In “Information and Persuasion: Rivals or Partners” by Katherine McCoy (2000), McCoy questions the conventional view of persuasion as a strategy distinct from simply presenting information in the context of communications design. She suggests that persuasion, rather than a less noble alternative to presenting information, is just one of two “modes of communication that overlap and interact” and that “almost any communications design uses persuasion.”

I agree with McCoy’s suggestion that there is not a clear cut distinction between persuasion and information presentation; however, I do not agree with the definition she uses to arrive there. According to McCoy, “a basic definition of persuasion is an attempt to shape or change a user’s behavior or attitude.” Miriam Webster’s dictionary definition, however — which aligns more with my own familiar understanding — is “the act or process or an instance of persuading,” which itself is defined as “to move by argument, … to a belief, position, or course of action.” (2020). This may seem semantic, but in fact this is fundamental: McCoy’s definition refers to intention, whereas this latter definition refers to outcome. The outcome here is that the recipient is indeed moved to a new belief, position, or action. Though intention and outcome are often aligned, they are frequently not — as in her own example, in which a rushing driver only briefly slows before continuing through a stop sign.

More relevantly, however, this outcome-based definition of persuasion implies that if a communication design succeeds in capturing the attention and time of at least one user, this actually entails some form of persuasion. The design, by definition, has persuaded the user to engage, process, and thus be somehow influenced to respond — even if it is by choosing not to follow through with the prescribed action. The user may even choose to rebel against the suggestion of the stop sign by speeding up. Either way, the stop sign has at the very least persuaded them to engage and has impacted their thoughts and beliefs to some degree, even if not their immediate behavior in the manner desired. Thus, I assert that all designs that communicate are designs that persuade, in one form or another.

One observation of McCoy’s that I found interesting is that of the negative, distasteful associations of the term persuade relative to the term inform. I agree that these connotations are not universally deserved. As she notes, often persuasion can be useful and enriching, as when it helpfully guides a user to navigate seamlessly through a website interface. And, conversely, sometimes what may be viewed as more rote presentation of information can be less than useful; for example, if an airport timetable were to include heaps of distracting information about air pressure, wind speed, and more that overwhelmed a poor traveler looking for his departure time.
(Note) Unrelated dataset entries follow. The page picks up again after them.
PR #1081, opened 2016-02-06
Convert query service to QHttpService

drostron:
- delete stale code in services package
- add ToQuasarResponse instances for ParsingError and SemanticErrors

_paired with @jedesah on this work_


web/src/main/scala/quasar/api/services/package.scala
```diff
@@ -104,79 +100,4 @@ package object services {
       )
   }
 
-  //----- TO DELETE -----//
```
wemrysi: Now that all of this is gone, mind renaming `requiredHeader2` to `requiredHeader`?

web/src/main/scala/quasar/api/services/query.scala
```diff
@@ -64,104 +60,103 @@ object query {
...
+    val Q = QueryFile.Ops[S]
+
+    QHttpService {
       case req @ GET -> AsDirPath(path) :? QueryParam(query) +& Offset(offset) +& Limit(limit) => {
-        handleOffsetLimitParams(offset, limit) { (offset, limit) =>
-          SQLParser.parseInContext(query, QPath.fromAPath(path)).fold(
-            formatParsingError,
-            expr => queryPlan(addOffsetLimit(expr, offset, limit), vars(req)).run.value.fold(
-              errs => translateSemanticErrors(errs),
+        (offsetOrInvalid[S](offset) |@| limitOrInvalid[S](limit)) { (offset, limit) =>
```
wemrysi: I _think_ you could change this to
```scala
respond((offsetOrInvalid[S](offset) |@| limitOrInvalid[S](limit)) { (offset, limit) => ... }.point[Free[S, ?]])
```
getting rid of the final `toResponse[S]` and `merge`.

web/src/main/scala/quasar/api/services/query.scala
```diff
@@ -64,104 +60,103 @@ object query {
...
+          SQLParser.parseInContext(query, QPath.fromAPath(path)).map(
+            expr => queryPlan(addOffsetLimit(expr, offset, limit), vars(req)).run.value.map(
               logicalPlan => {
                 val requestedFormat = MessageFormat.fromAccept(req.headers.get(Accept))
-                formatQuasarDataStreamAsHttpResponse(f)(
-                  data = Q.evaluate(logicalPlan).translate[FileSystemErrT[Free[S, ?], ?]](removePhaseResults),
-                  format = requestedFormat)
+                val formattedData = requestedFormat.encode[FileSystemErrT[Free[S,?], ?]](
```
wemrysi: These 5 lines can be changed to
```scala
formattedDataResponse(
  requestedFormat,
  Q.evaluate(logicalPlan).translate[FileSystemErrT[Free[S, ?], ?]](removePhaseResults)))
```

web/src/main/scala/quasar/api/services/query.scala
```diff
@@ -64,104 +60,103 @@ object query {
...
                 absFile => \/-(-\/(absFile)),
-                relDir => -\/(BadRequest("Destination must be a file")),
-                absDir => -\/(BadRequest("Destination must be a file")))(destination.value)
+                relDir => -\/(QuasarResponse.error[S](BadRequest, "Destination must be a file")),
+                absDir => -\/(QuasarResponse.error[S](BadRequest, "Destination must be a file")))(destination.value)
               // Add path of query if destination is a relative file or else just jump through Sandbox hoop
               val absDestination = destinationFile.flatMap(_.bimap(
-                absFile => sandbox(rootDir, absFile).map(file0 => rootDir </> file0) \/> InternalServerError("Could not sandbox file"),
-                relFile => sandbox(currentDir, relFile).map(file0 => currentDir </> file0).map(file1 => path </> file1) \/> InternalServerError("Could not sandbox file")
+                absFile => sandbox(rootDir, absFile).map(file0 => rootDir </> file0) \/>
```
wemrysi: Can remove partiality with `quasar.fs.sandboxAbs`

web/src/main/scala/quasar/api/services/query.scala
```diff
@@ -64,104 +60,103 @@ object query {
...
+                  QuasarResponse.error[S](InternalServerError, "Could not sandbox file"),
+                relFile => sandbox(currentDir, relFile).map(file0 =>
```
wemrysi: I'd support adding an analogous `sandboxRel` that sandboxes a relative path onto `currentDir` in a total manner so that we don't have to handle an error that can't happen.

wemrysi: Oh, nevermind, it isn't the same situation as the `relFile` could start with a `../`. Though, in that case, I don't think an `InternalServerError` is appropriate as the user gave a path that is unsupported and can correct it, so maybe a `BadRequest` instead?

web/src/main/scala/quasar/api/services/query.scala
```diff
@@ -64,104 +60,103 @@ object query {
...
+                .leftMap(_.toResponse[S])
               val destinationFile = posixCodec.parsePath(
                 relFile => \/-(\/-(relFile)),
                 absFile => \/-(-\/(absFile)),
-                relDir => -\/(BadRequest("Destination must be a file")),
-                absDir => -\/(BadRequest("Destination must be a file")))(destination.value)
+                relDir => -\/(QuasarResponse.error[S](BadRequest, "Destination must be a file")),
+                absDir => -\/(QuasarResponse.error[S](BadRequest, "Destination must be a file")))(destination.value)
               // Add path of query if destination is a relative file or else just jump through Sandbox hoop
               val absDestination = destinationFile.flatMap(_.bimap(
```
wemrysi: I know this wasn't added in this PR, but could `_.fold(...)` here instead of `_.bimap(...).merge`

web/src/main/scala/quasar/api/services/query.scala
```diff
@@ -64,104 +60,103 @@ object query {
...
+                absFile => sandbox(rootDir, absFile).map(file0 => rootDir </> file0) \/>
+                  QuasarResponse.error[S](InternalServerError, "Could not sandbox file"),
+                relFile => sandbox(currentDir, relFile).map(file0 =>
+                  currentDir </> file0).map(file1 => path </> file1) \/>
+                    QuasarResponse.error[S](InternalServerError, "Could not sandbox file")
               ).merge)
               val resultOrError = (parseRes |@| absDestination)((expr, out) => {
-                // Unwrap the 3 level Monad Transformer, convert from Free to Task
-                Q.executeQuery(expr, vars(req), out).run.run.run.foldMap(f).flatMap { case (phases, result) =>
+                // Unwrap the 3 level Monad Transformer
```
wemrysi: The rest of the restult should be able to be shortened to something like
```scala
respond(parseRes.tuple(absDestination) traverse { case (expr, out) =>
  Q.executeQuery(expr, vars(req), out).run.run.run map { case (phases, result) =>
    result.map(_.map(rfile => Json(
      "out"    := posixCodec.printPath(rfile),
      "phases" := phases)))
  }
})
```

web/src/main/scala/quasar/api/services/query.scala
wemrysi: Or actually, don't we just want to `sandbox(path, relFile)`?

web/src/main/scala/quasar/api/services/query.scala
```diff
@@ -64,104 +60,103 @@ object query {
...
+              .getOrElse(QuasarResponse.error(InternalServerError,
+                s"No explain output for plan: \n\n" + RenderTree[Fix[LogicalPlan]].render(lp).shows))
+          case (_, -\/(fsErr)) => fsErr.toResponse[S]
         })
 
-    HttpService {
+    QHttpService {
       case req @ GET -> AsDirPath(path) :? QueryParam(query) +& Offset(offset) +& Limit(limit) =>
-        handleOffsetLimitParams(offset, limit) { (offset, limit) =>
+        (offsetOrInvalid[S](offset) |@| limitOrInvalid[S](limit)) { (offset, limit) =>
```
wemrysi: Similar to above, I think you can avoid the `Free.pure` and `_.toResponse` calls by `traverse`-ing twice and wrapping the result in `respond(...)`.

wemrysi:
I think I'd prefer the compile and query services to be in their own files (same for tests) for consistency with the rest of the services. Thoughts?

drostron:
Having compile and query services and respective tests in their own files sounds good.

drostron:
@wemrysi, thanks for the suggestions and comments! I'll put up a commit to address soon.

web/src/main/scala/quasar/api/services/query.scala
jedesah: So I am pretty sure our current implementation is buggy, but the true fix is non trivial and I think it might be out of the scope of this PR. @wemrysi What do you think of adding a TODO? Because short of adding a version `</>` which accepts a non-sandboxed path and returns a non-sandboxed path and fixing `canonicalize` to return an `Option` (and accept a non-sandboxed), I am not sure what is the best way to fix this.

wemrysi: Current implementation of what?

jedesah: Current implementation of the code being commented on. Ah, good point, so then I wonder if there is a function to "unsandbox"

wemrysi: Ah, ok I wasn't sure if you were referring to this code or something in `scala-pathy`.

wemrysi: What is makes the true fix "non-trivial"? (Also, `unsandbox` appears to exist)

jedesah: Well, because we would have to change `canonicalize`.

jedesah: I am okay, with fixing it, just will take a bit more time than adding a TODO and a Jira ticket

jedesah: Okay, nvm, don't need to change `canonicalize`, I think we found an alternative fix

wemrysi: Ok, a TODO is fine then, please also file an issue at the scala-pathy project.

drostron:
@wemrysi, what do you think of placing `query` and `compile` services into a `query` package under `quasar.api.service`?

drostron:
Further, @jedesah just suggested that `query.query` would be `query.execute`.

sellout:
Yay to more packages 👍🏽

wemrysi:
@drostron Sure, sounds good

drostron:
@wemrysi, pushed a couple commits addressing your comments.

web/src/main/scala/quasar/api/services/query/compile.scala
```diff
@@ -0,0 +1,64 @@
...
+    def phaseResultsResponse(prs: PhaseResults): Option[QuasarResponse[S]] =
+      prs.lastOption map {
+        case PhaseResult.Tree(name, value)   => Json(name := value).toResponse
+        case PhaseResult.Detail(name, value) => QuasarResponse.string(Ok, name + "\n" + value)
+      }
+
+    def explainQuery(
+      expr: sql.Expr, offset: Option[Natural], limit: Option[Positive], vars: Variables): Free[S, QuasarResponse[S]] =
+      queryPlan(addOffsetLimit(expr, offset, limit), vars).run.value.fold(
+        _.toResponse[S].point[Free[S, ?]],
```
wemrysi: Could get rid of this line by `traverse`-ing instead of `fold`.

web/src/main/scala/quasar/api/services/query/execute.scala
```diff
@@ -0,0 +1,99 @@
...
+            )
+          )
+        }.point[Free[S, ?]]
+      )
+      case GET -> _ => queryParameterMustContainQuery[S]
+      case req @ POST -> AsDirPath(path) =>
+        Free.liftF(S1.inj(EntityDecoder.decodeString(req))).flatMap { query =>
+          if (query == "") postContentMustContainQuery[S]
+          else {
+            respond(requiredHeader[S](Destination, req).map { destination =>
```
wemrysi: I'd prefer `traverse(...)` to `map(...).sequence(...)`

wemrysi:
A couple of minor comments, but nothing that holds up the merge, so I'll defer to you on them. LGTM :+1:

wemrysi:
Also, any idea where coverage went?

drostron:
I see [some coverage](https://github.com/quasar-analytics/quasar/pull/1081#issuecomment-180911936) info. Did there used to be something additional?

wemrysi:
Aye, I see that, but the comments say there is no coverage info for this branch, i.e. no info on how it changes coverage. Not worth holding up the merge, but was just curious why it wasn't working.

drostron:
Ah, indeed. I'm also now curious. Seems like there isn't any difference from our normal PRs other than PRing into a topic branch. No idea if that effects it or not (_would have to look into it_).

web/src/main/scala/quasar/api/services/query/compile.scala
drostron: Done

web/src/main/scala/quasar/api/services/query/execute.scala
drostron: Converted to `traverse`.

wemrysi:
Good point, that might be it. I don't remember if it ever worked for other PRs to topic branches.

PR #1084, opened 2016-02-09
SD-1327 Refactor quasar web to expose routes as a program in Free

drostron:


core/src/main/scala/quasar/errors.scala
```diff
@@ -51,6 +52,12 @@ object Errors {
     liftMT[Task, G]
   }
 
+  /** Flatten by inserting the `E` into the failure case of `Task` */
+  def flatten[E:Show] = new (ETask[E,?] ~> Task) {
+    def apply[A](t: ETask[E,A]): Task[A] =
+      t.fold(e => Task.fail(new RuntimeException(e.shows)), Task.now).join
+  }
+
```
sellout: This scares me. Why do we need this?

core/src/test/scala/quasar/fs/InMemoryArbitrary.scala
```diff
@@ -30,3 +30,5 @@ trait InMemoryArbitrary {
   implicit val arbitraryInMemState: Arbitrary[InMemState] =
     Arbitrary(arb[Map[AFile, Vector[Data]]].map(InMemState(0, _, Map(), Map(), Map(), Map())))
 }
+
+object InMemoryArbitrary extends InMemoryArbitrary
```
sellout: How is it even possible to make a file without a final newline?

web/src/main/scala/quasar/api/Http4sUtils.scala
```diff
@@ -0,0 +1,174 @@
...
+import shapeless._
+import shapeless.Nat
+import shapeless.ops.nat._
+import shapeless.nat._
+
+object Http4sUtils {
+
+//  sealed trait BindingType
+//  case object HTTP extends BindingType
+//  case object Local extends BindingType
```
sellout: Are these obsolete or aspirational?

core/src/test/scala/quasar/fs/InMemoryArbitrary.scala
drostron: Haha, exactly!

core/src/main/scala/quasar/errors.scala
jedesah: Basically, we need this at the edge of the world. We need it for Http Streaming and maybe somewhere else. I think it's probably a good idea to move it to `web` as I don't see a good reason why it should be defined (or used!) in `core`.

web/src/main/scala/quasar/api/Http4sUtils.scala
jedesah: We will probably need them if we ever want to support restarting the server on a new port again in quasar-advanced.

jedesah: But I think we can get rid of it for now.

drostron:
@sellout, pushed a few commits addressing comments.

sellout:
Ok, this looks good. The new approach is nice.

The review was a bit more cursory than I like, but with three of you already collaborating, I’m not too concerned about that.

PR #1152, opened 2016-03-29
[SD-1503] Improved disambiguation of projections in output

jedesah:
- Regression tests now support declaring a dependancy on more than one data source

### DIFF
--- a/core/src/main/scala/quasar/sql/package.scala
+++ b/core/src/main/scala/quasar/sql/package.scala
@@ -43,15 +43,15 @@ package object sql {
   def projectionNames[T[_[_]]:Recursive](projections: List[Proj[T[ExprF]]], relName: Option[String]):
       SemanticError \/ List[(String, T[ExprF])] = {
     def extractName(expr: T[ExprF]): Option[String] = expr.project match {
-      case IdentF(name) if Some(name) != relName      => Some(name)
+      case IdentF(name) if Some(name) != relName => Some(name)
       // TODO[matryoshka]: Change to Embed(StringLiteralF(name)
-      case BinopF(_, stringLiteral, FieldDeref) => stringLiteral.project match {
+      case BinopF(_, stringLiteral, FieldDeref)  => stringLiteral.project match {
         case string: ExprF.StringLiteralF[_] => Some(string.v)
-        case _ => None
+        case _                               => None
       }
-      case UnopF(expr, FlattenMapValues)              => extractName(expr)
-      case UnopF(expr, FlattenArrayValues)            => extractName(expr)
-      case _                                         => None
+      case UnopF(expr, FlattenMapValues)         => extractName(expr)
+      case UnopF(expr, FlattenArrayValues)       => extractName(expr)
+      case _                                     => None
     }
 
     val aliases = projections.flatMap{ case Proj(expr, alias) => alias.toList}
--- a/core/src/main/scala/quasar/sql/package.scala
+++ b/core/src/main/scala/quasar/sql/package.scala
@@ -40,23 +40,34 @@ package object sql {
   def CrossRelation(left: SqlRelation[Expr], right: SqlRelation[Expr]) =
     JoinRelation(left, right, InnerJoin, BoolLiteral(true))
 
-  def namedProjections(e: Expr, relName: Option[String]):
-      List[(String, Expr)] = {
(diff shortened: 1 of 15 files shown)


sellout:
Our eventual goal is to get rid of the `data` field, and instead pull the relation names from the SQL. Accepting arrays is a step in the right direction, but just mentioning in case you want to take it any further 😉

core/src/test/scala/quasar/physical/mongodb/planner.scala
```diff
@@ -3447,8 +3447,17 @@ class PlannerSpec extends Specification with ScalaCheck with CompilerHelpers wit
...
+    * @param q A selection query
+    * @return The list of expected names for the projections of the selection
+    * @throws AssertionError If the `Query` is not a selection
+    */
   def columnNames(q: Query): List[String] =
-    sql.parse(q).foldMap(sql.namedProjections(_, None).map(_._1))
+    sql.parse(q).toOption.get.project match {
+      case select: sql.ExprF.SelectF[sql.Expr] =>
+        sql.projectionNames(select.projections, None).toOption.get.map(_._1)
+      case _ => throw new java.lang.AssertionError("Query was expected to be a selection")
```
jedesah: You mean change the return type of the function?

The behavior hasn't changed here. It would have thrown before, it's still throwing now. I think that is reasonable since if that case gets hit, it's a the fault of the person writing the test as opposed to a normal test failure.

What I would really like to do is accept a `SelectF`, but I think that would not be convenient right now because we would need a macro string interpolator for our sql AST in order to not make that overly inconvenient for the caller.

drostron: Yes, the return type. I'd prefer avoiding methods that throw even in test code — especially when it's easy to return a `\/`. That way the tests consuming the method can make the choice of how to handle it without needing exception handling code.

jedesah: They don't need to handle the exceptions because it should never throw unless they did not properly read the documentation. On the other hand, if we make the return type `\/`, it needs to be handled everywhere.

core/src/main/scala/quasar/sql/package.scala
```diff
@@ -42,23 +42,34 @@ package object sql {
...
-  def namedProjections(e: Expr, relName: Option[String]):
-      List[(String, Expr)] = {
-    def extractName(expr: Expr): Option[String] = expr match {
-      case Ident(name) if Some(name) != relName      => Some(name)
-      case Binop(_, StringLiteral(name), FieldDeref) => Some(name)
-      case Unop(expr, FlattenMapValues)              => extractName(expr)
-      case Unop(expr, FlattenArrayValues)            => extractName(expr)
+  def projectionNames[T[_[_]]:Recursive](projections: List[Proj[T[ExprF]]], relName: Option[String]):
+      SemanticError \/ List[(String, T[ExprF])] = {
+    def extractName(expr: T[ExprF]): Option[String] = expr.project match {
```
drostron: Format Nit (_I hate these — if only there was a reasonable auto-formatter._). We should either line all `=>`s up or none.

drostron: Meaning, I almost prefer to not mention them.

core/src/main/scala/quasar/sql/package.scala
```diff
@@ -42,23 +42,34 @@ package object sql {
...
+    val aliases = projections.flatMap{ case Proj(expr, alias) => alias.toList}
+
+    (aliases diff aliases.distinct).headOption.cata(
+      duplicateAlias => SemanticError.DuplicateAlias(duplicateAlias).left,
+      projections.zipWithIndex.mapAccumLeft1(aliases.toSet) { case (used, (Proj(expr, alias), index)) =>
+        alias.cata(
+          a => (used, a -> expr),
+          {
+            val tentativeName = extractName(expr) getOrElse index.toString
+            val alternatives = Stream.from(0).map(suffix => tentativeName + suffix.toString)
```
drostron: `Stream` :smiley:

drostron:
👍🏾

jedesah:
@drostron Had to do some non-trivial (but minor) changes in order to rebase over some of @mossprescott's changes in case you want to have a quick look again before I merge once the build succeeds.

drostron:
LGTM.

PR #1155, opened 2016-03-30
Implement conversions to/from String for types with syntax.

sellout:
SD-840 #done

Also,
* Use strings for `NumberLong` and `NumberInt` in JS;
* extract ExprOp typechecks into self-contained functions;
* fix some pattern matches in Expr => JS typecheck conversion;
* remove useless type parameters from `jsExprƒ` and `selectorƒ`;
* remove broken `Reduction` impls from `jsExprƒ`;
* have workflowƒ fall back to jsExprƒ (which allows us to eliminate some
  duplicated JS impls);
* delete `SemanticError.ExpectedLiteral`, which can no longer happen; and
* delete EnvT.scala, which should have disappeared when Matryoshka moved.

However, why do I have to call `ToAlgebraOps` explicitly on `jsExprƒ` now?


jdegoes:
:+1: I assume the names of these functions are patterned after Postgres, like usual?

sellout:
So … not quite. There’s a couple reasons. I named them to match the other “constructors”, so `boolean("true")` and `integer("-2132")` work like `oid("something")` and `timestamp("1234-01-02T12:34:56")`, but none of them are restricted to literals anymore. The Postgres functions are also a bit more complicated in terms of what they do, e.g., `to_number('12,454.8-', '99G999D9S')` does … something. And `to_char` is named `to_string` in our code because char is a different type for us.

jdegoes:
:+1: Need all this in the changelog and ultimately propagated to quasar docs. /cc @damonLL

sellout:
Argh – also need to skip some tests on read-only instances.

core/src/main/scala/quasar/types.scala
```diff
@@ -204,7 +204,7 @@ trait TypeInstances {
     RenderTree.fromToString[Type]("Type")
 }
 
-final case object Type extends TypeInstances {
+final object Type extends TypeInstances {
```
mossprescott: `final object`? Surely just `object` is what you want.

sellout: Yeah, true. Should have deleted more keywords 😃

core/src/main/scala/quasar/types.scala
```diff
@@ -430,4 +430,30 @@ final case object Type extends TypeInstances {
   val Numeric = Int ⨿ Dec
   val Temporal = Timestamp ⨿ Date ⨿ Time
   val Comparable = Numeric ⨿ Interval ⨿ Str ⨿ Temporal ⨿ Bool
+  val Syntaxed = Type.Null ⨿ Type.Comparable
+
+  implicit val equal: Equal[Type] = Equal.equal((a, b) => (a, b) match {
+    case (Top,       Top)
+       | (Bottom,    Bottom) // maybe?
```
mossprescott: Seems like this needs to be true.

core/src/main/scala/quasar/types.scala
```diff
@@ -430,4 +430,30 @@ final case object Type extends TypeInstances {
   val Numeric = Int ⨿ Dec
   val Temporal = Timestamp ⨿ Date ⨿ Time
   val Comparable = Numeric ⨿ Interval ⨿ Str ⨿ Temporal ⨿ Bool
+  val Syntaxed = Type.Null ⨿ Type.Comparable
+
+  implicit val equal: Equal[Type] = Equal.equal((a, b) => (a, b) match {
+    case (Top,       Top)
```
mossprescott: Isn't this the same as simply `Equal.equal { case (Top, Top) ...`?

it/src/main/resources/tests/convertDates.test
```diff
@@ -0,0 +1,14 @@
...
+    "predicate": "containsExactly",
+    "expected": [
+        { "0": { "$timestamp": "2014-08-17T06:00:00Z" }, "1": "2014-08-17T06:00:00.000Z" },
+        { "0": { "$timestamp": "2014-08-18T07:00:00Z" }, "1": "2014-08-18T07:00:00.000Z" },
+        { "0": { "$timestamp": "2014-08-19T08:00:00Z" }, "1": "2014-08-19T08:00:00.000Z" },
+        { "0": { "$timestamp": "2014-08-20T09:00:00Z" }, "1": "2014-08-20T09:00:00.000Z" },
+        { "0": { "$timestamp": "2014-08-21T10:00:00Z" }, "1": "2014-08-21T10:00:00.000Z" },
+        { "0": { "$timestamp": "2014-08-22T11:00:00Z" }, "1": "2014-08-22T11:00:00.000Z" },
+        { "0": { "$timestamp": "2014-08-23T12:00:00Z" }, "1": "2014-08-23T12:00:00.000Z" }]
+}
```
mossprescott: I suggest creating a new sub-directory for these.

CHANGELOG/minor.md
```diff
@@ -0,0 +1,2 @@
+- add functions to parse strings into various
```
mossprescott: I think it's worth including the actual list of new functions here.

CHANGELOG/minor.md
```diff
@@ -0,0 +1,2 @@
...
+- add `toString` function to convert various values to strings
```
mossprescott: Should say `to_string`, because that's what users will see.

core/src/main/scala/quasar/std/string.scala
```diff
@@ -195,6 +195,99 @@ trait StringLib extends Library {
...
+        str.parseDouble.fold(
+          κ(failure(nel(InvalidStringCoercion(str, "a string containing an decimal number".left), Nil))),
+          i => success(Type.Const(Data.Dec(i))))
+      case Type.Str                    :: Nil => success(Type.Int)
+    },
+    untyper(x => ToString(List(x)).map(List(_))))
+
+  val Null = Mapping(
+    "null",
+    "Converts strings containing “null” into the null value.",
```
mossprescott: Huh? And what does it do with other values at runtime? I guess it's an error, because a non-"null" constant is a type error. No?

I don't think I understand what this could be useful for.

core/src/main/scala/quasar/std/string.scala
```diff
@@ -195,6 +195,99 @@ trait StringLib extends Library {
     },
     basicUntyper)
 
-  def functions = Concat :: Like :: Search :: Length :: Lower :: Upper :: Substring :: Nil
+  val Boolean = Mapping(
+    "boolean",
+    "Converts the strings “true” and “false” into boolean values.",
```
mossprescott: I think it would be helpful to mention the behavior when the argument isn't matched (can't be parsed as an int, etc.), for each of these conversions.

core/src/main/scala/quasar/std/string.scala
```diff
@@ -195,6 +195,99 @@ trait StringLib extends Library {
...
+    partialTyperV {
+      case Type.Const(Data.Str("null"))  :: Nil => success(Type.Const(Data.Null))
+      case Type.Const(Data.Str(str))     :: Nil =>
+        failure(nel(InvalidStringCoercion(str, List("null").right), Nil))
+      case Type.Str                      :: Nil => success(Type.Null)
+    },
+    untyper(x => ToString(List(x)).map(List(_))))
+
+  val ToString: Func = Mapping(
+    "to_string",
```
mossprescott: Is there some reason this can't be called `string`? I think that would be a lot more obvious when all the rest of the conversions are named that way.

core/src/main/scala/quasar/physical/mongodb/planner.scala
```diff
@@ -999,6 +984,13 @@ object MongoDbPlanner extends Planner[Crystallized] {
                   // TODO: in Mongo 3.0, we can have a tighter type check.
                   // $lt(expr, $literal(Bson.Timestamp(Instant.ofEpochMilli(0), 0)))))
                   $lt(expr, $literal(Bson.Regex("", "")))))
+            case Type.Syntaxed =>
+              ((expr: Expression) =>
+                $or(
+                  $lt(expr, $literal(Bson.Doc(ListMap()))),
+                  $and(
+                    $lte($literal(Bson.ObjectId(Array[Byte](0, 0, 0, 0, 0, 0, 0, 0, 0, 0, 0, 0))), expr),
```
mossprescott: Can you somehow use `minOid` here?

core/src/main/scala/quasar/physical/mongodb/planner.scala
```diff
@@ -194,6 +179,25 @@ object MongoDbPlanner extends Planner[Crystallized] {
                   If(insen, Literal(Js.Str("im")), Literal(Js.Str("m"))))),
                 "test"),
               List(field)))
+        case Null => Arity1(str => If(BinOp(jscore.Eq, str, Literal(Js.Str("null"))), Literal(Js.Null), ident("undefined")))
+        case Boolean => Arity1(str => If(BinOp(jscore.Eq, str, Literal(Js.Str("true"))), Literal(Js.Bool(true)), If(BinOp(jscore.Eq, str, Literal(Js.Str("false"))), Literal(Js.Bool(false)), ident("undefined"))))
+        case Integer => Arity1(str => Call(ident("NumberLong"), List(Call(ident("parseInt"), List(str, Literal(Js.Num(10, false)))))))
```
mossprescott: I don't think you want to use `parseInt` here.

Quick experiment:
```
> parseInt("123")
123
> parseInt("123a")
123
> parseInt("a123")
NaN
```

That doesn't really strike me as what we want, and anyway it works only up to 53 bits.

Why not filter with a regex and then pass the string to `NumberLong` directly?

sellout: That’s a good idea. I didn’t realize you _could_ hand a String to NumberLong until our conversation yesterday.

core/src/main/scala/quasar/physical/mongodb/planner.scala
```diff
@@ -194,6 +179,25 @@ object MongoDbPlanner extends Planner[Crystallized] {
...
+        case Decimal | Interval =>
+          Arity1(str => Call(ident("parseFloat"), List(str)))
```
mossprescott: Similar issue here with `parseFloat`, but probably no way around using it. Maybe still worth pre-filtering.

core/src/main/scala/quasar/physical/mongodb/planner.scala
sellout: Yep.

core/src/main/scala/quasar/physical/mongodb/planner.scala
```diff
@@ -194,6 +179,25 @@ object MongoDbPlanner extends Planner[Crystallized] {
...
+        case Timestamp => Arity1(str => New(Name("Date"), List(str)))
```
mossprescott:
```
> Date("foo")
Thu Mar 31 2016 10:32:50 GMT-0700 (PDT)
```

Hmm.

mossprescott: Even better:
```
> new Date("foo")
ISODate("0NaN-NaN-NaNTNaN:NaN:NaNZ")
```

core/src/main/scala/quasar/types.scala
sellout: Does that work? `Equal.equal` takes a function of two parameters, not a tuple, so I thought I had to tuple them explicitly to match like that.

mossprescott: Right you are. Silly language.

core/src/main/scala/quasar/std/string.scala
sellout: Mostly just for consistency – I wanted symmetry between these constructors and `to_string`. It behaves the same as the other constructors at runtime – if the argument isn’t a valid value, the result is Undefined.

core/src/main/scala/quasar/std/string.scala
sellout: No reason it can’t, but all these “typename” functions construct a value from a String, so I’d expect `string(…)` to basically be a `String ⇒ String` identity. Whereas `to_string` converts any^Mmost types to a string.

core/src/main/scala/quasar/types.scala
sellout: Yeah, the distinction between tuples and multple parameters was a real pain when generalizing some Matryoshka stuff from `(A, _)` (which I had just used multi-param functions for) to `W[_]: Comonad` (which meant they all had to be tupled).

core/src/main/scala/quasar/std/string.scala
mossprescott: Yes, maybe.

But that raises the question of whether these conversions should work on other types. For instance, `integer(pop/1000)` would be useful. Maybe also Int <-> Boolean, but I'm dubious.

I see we currently have `to_timestamp :: Int -> Timestamp`, so maybe `to_integer` is a better solution (or even `round` and/or `truncate`).

Ok, I've convinced myself. Nevermind.

sellout:
Ok, this thing finally passes everything. Sorry, I had to rebase along the way (but haven’t squashed). This is ready for final review.

mossprescott:
LGTM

The negative connotation of persuasion likely stems from a particular subset of persuasion that I will call exploitative persuasion. This describes a design that influences a user in such a way as to benefit some third party at the user’s expense. For example, an advertisement may well cause the user to make an unwise purchase, or to have their time wasted, or to deceive them into a dysfunctional belief that guides them to act against their own best interests. Exploitative persuasion, in fact, is very much distinct from other types of more benign or enriching persuasion. And this practice may well feature within more general cultures, cultures quite different from those seeking to benefit their audiences.

In sum, I agree with McCoy that there is no clear boundary between information presentation and persuasion; in fact, one is a necessary aspect of the other. I believe, however, that there are fundamental distinctions between competing cultures of design — just different from those she considers.